THE WIDOW OF PIONEER ASTRONAUT Virgil I. Gus" Grissom is urging the survivors of the seven dead Challenger astronauts to sue the National Aeronautics and Space Administration, the space contractors and the insurance companies. On the first anniversary of the disaster, an angry Betty Grissom said neither the contractors nor NASA "cares anything about" survivors of the Challenger astronauts. She knows, she said, because "They don't care about me, financially or morally."

Mrs. Grissom speaks with passionate authority. Col. Grissom and two other astronauts died in a launch pad fire Jan. 1, 1967 as they tested an Apollo capsule. Her bitter words are especially relevant now. Her lawyers say that if the insurance industry had had its say 19 years ago, Mrs. Grissom would have not have gotten a dime from North American Rockwell, the builders of the Apollo space craft. When she went to a lawyer four years after the fire, the statute of limitation had almost run its course. But because she chanced to walk into the lawyer's office, she managed to get $350,000 less the lawyer's fee - a pittance for her bleak years of widowhood.The insurance industry will be lobbying again this year to reform the tort liability system. The industry blames ambulance chasing trial lawyers and a civil justice system run amuck for the insurance crisis. It wants and says the public supports a cap on awards to people like Mrs. Grissom.

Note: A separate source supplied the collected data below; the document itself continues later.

PR #5847, opened 2026-07-30
docs: add documentation for the experimental Switch component

web-padawan:
Added `Switch` component documentation and updated feature flag to link to the new page.

Note: screenshot for the components page is currently missing, I will create one later.

### DIFF
--- a/articles/components/switch/index.adoc
+++ b/articles/components/switch/index.adoc
@@ -124,7 +124,7 @@ Switch supports a single constraint: it can be marked as required, in which case
 
 include::{articles}/components/_input-field-common-features.adoc[tags=required]
 
-A required Switch isn't shown as invalid until the user has toggled it, or the application triggers validation, so no error appears before the user has acted. Toggling the switch back on clears the invalid state immediately.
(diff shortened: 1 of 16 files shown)


jouni:
The distinction between a checkbox and a switch should perhaps be made clearer, when to use one over the other.

The validation example is problematic for this reason exactly, that a checkbox would be the more appropriate component in that case, where you need to submit the value before it takes effect. Switch is commonly thought to be independent of other components, that its state change takes effect immediately without submitting/saving a form.

web-padawan:
> The distinction between a checkbox and a switch should perhaps be made clearer, when to use one over the other

Updated and added dedicated "When to Use" section clarifying this distinction. Also updated validation example.

jouni:
Thanks! I might change the validation example slightly still, so that the switch is checked by default, and when you uncheck it, the validation error is shown and says "Required by your workplace security policy" (i.e., change it from a helper text to error-message). And add one sentence to the description before the example that says "Turn off the switch to see the validation message."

Mrs. Grissom speaks to the public with the authority of one from the heartland of patriotic small town America. The Grissoms were high school sweethearts in Mitchell, Ind. In memory of its most famous citizen, Mitchell has a Grissom High School, a Grissom Avenue and a Virgil I. Grissom cement plant, the largest employer in the town of 5,000 in southern Indiana.

There is a message for the insurance industry in Mrs. Grissom's angry memory. The trial lawyers who oppose the industry's tort reform campaign will attend to what she said. Just as certainly they will bring her words to the attention of state legislators.

The insurance industry is caught in a brutal dilemma. On the one hand, it projects an image of all encompassing care. "You are in good hands . . . I'm glad I metcha." On the other it faces what it sees as limitless liability for things hard to quantify, prominent among them pain and suffering.

It's hard to argue against emotion. But if the industry wants emotion eliminated from the courtroom, it might consider a more straightforward, less emotional appeal in its own sales approach.